Key Design Decisions (ADRs in docs/adr/)
- ADR-001: Rust chosen for type system, refactoring safety, and performance
- ADR-002: Hexagonal architecture — domain isolated from adapters
- ADR-003: Infrastructure abstractions at domain level, not provider level (no vendor lock-in)
- ADR-005: Custom Rust DSL over YAML/Score-spec — real language, Cargo deps, composable
- ADR-007: K3D as default runtime (K8s-certified, lightweight, cross-platform)
- ADR-009: Helm charts inflated to vanilla K8s YAML, then deployed via existing code paths
- ADR-015: Higher-order topologies via blanket trait impls (zero-cost composition)
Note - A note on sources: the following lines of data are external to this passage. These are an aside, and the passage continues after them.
PR #2412, opened 2023-07-25
Backport 5.1.0-beta1 standard parser changes

Julow:
Changes that are backported:

- New `Pmod_apply_unit` module type constructor. We had a similar concept in parse-extended, so this is just a rename.

- New `value_constraint` field in value bindings.
  This makes the parser less permissive about bugs in the formatting of
  type annotation on let-bindings.

- Some changes in `Location` and `Ast_mapper` are not necessary but are
  backported to reduce the diff.

- String assignment operator has been removed upstream but remains
  supported by commenting out the change.

- Dead code in parser-extended have been removed in the past. I reverted that
  and commented-out the code instead. This makes the code more similar with
  parser-standard and helps recognize new code.

- Ast rules have changed as some constructions are no longer special.


test/passing/tests/js_source.ml.ref
```diff
@@ -9417,7 +9417,7 @@ class ['a] c () =
 let f : type a'. a' = assert false
 let foo : type a' b'. a' -> b' = fun a -> assert false
 let foo : type t'. t' = fun (type t') : t' -> assert false
-let foo : type t. t = assert false
+let foo : 't. 't = fun (type t) : t -> assert false
```
Julow, line 9420: This rewrite is no longer done.

test/passing/tests/let_binding-in_indent.ml.ref
```diff
@@ -13,7 +13,7 @@ let _ =
   let (x : int) = x in
   let x : int = x in
   let (_ : int) = x in
-  let (_ : int) = x in
+  let _ : int = x in
```
Julow, line 16: Parentheses around let-binding patterns follow the original source. These are two different AST now.
Shouldn't change existing code.

test/passing/tests/polytypes-janestreet.ml.ref
```diff
@@ -1,26 +1,26 @@
 let t1 : 'a 'b. 'a t -> b t = ()
 
-let t2 :
-      'a 'b.
-      'a t________________________________ -> 'b t_______________________________________
+let t2
+  : 'a 'b.
+  'a t________________________________ -> 'b t_______________________________________
```
Julow, line 5: I do not consider this a regression as it's the formatting used in slightly different cases.

Julow:
`test_branch` shows some regressions but I'm tempted to accept them as improvements.

Some patterns are no longer recognized as `Ppat_constraint` but rather a let-binding with annotation. Showing the inconsistency between the two code paths.

```diff
index f2e9236473..27701537f5 100644
--- a/infer/src/pulse/PulseCallOperations.ml
+++ b/infer/src/pulse/PulseCallOperations.ml
@@ -233,8 +233,8 @@ let apply_callee tenv ({ PathContext.timestamp } as path) ~caller_proc_desc
         let caller_return_var : Pvar.t =
           Procdesc.get_ret_var caller_proc_desc
         in
-        let (astate, caller_return_val_hist)
-              : AbductiveDomain.t * (AbstractValue.t * ValueHistory.t) =
+        let (astate, caller_return_val_hist) :
+            AbductiveDomain.t * (AbstractValue.t * ValueHistory.t) =
           PulseOperations.eval_var path call_loc caller_return_var astate
         in
         let+ (astate : AbductiveDomain.t) =
```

- ADR-016: Agent-based architecture with NATS JetStream for real-time failover and distributed consensus
- ADR-020: Unified config+secret management — Rust struct is the schema, resolution chain: env → store → prompt
Capability and Score Design Rules
Capabilities are industry concepts, not tools. A capability trait represents a standard infrastructure need (e.g., DnsServer, LoadBalancer, Router, CertificateManagement) that can be fulfilled by different products. OPNsense provides DnsServer today; CoreDNS or Route53 could provide it tomorrow. Scores must not break when the backend changes.
Exception: When the developer fundamentally needs to know the implementation. PostgreSQL is a capability (not Database) because the developer writes PostgreSQL-specific SQL and replication configs. Swapping to MariaDB would break the application, not just the infrastructure.
Test: If you could swap the underlying tool without rewriting any Score that uses the capability, the boundary is correct.
Don't name capabilities after tools. SecretVault not OpenbaoStore. IdentityProvider not ZitadelAuth. Think: what is the core developer need that leads to using this tool?
Scores encapsulate operational complexity. Move procedural knowledge (init sequences, retry logic, distribution-specific config) into Scores. A high-level example should be ~15 lines, not ~400 lines of imperative orchestration.
Scores must be idempotent. Running twice = same result as once. Use create-or-update, handle "already exists" gracefully.
Scores must not depend on execution order. Declare capability requirements via trait bounds, don't assume another Score ran first. If Score B needs what Score A provides, Score B should declare that capability as a trait bound.
See docs/guides/writing-a-score.md for the full guide.
Conventions
- Rust edition 2024, resolver v2
- Conventional commits:
feat:,fix:,chore:,docs:,refactor: - Small PRs: max ~200 lines (excluding generated code), single-purpose
- License: GNU AGPL v3
- Quality bar: This framework demands high-quality engineering. The type system is a feature, not a burden. Leverage it. Prefer compile-time guarantees over runtime checks. Abstractions should be domain-level, not provider-specific.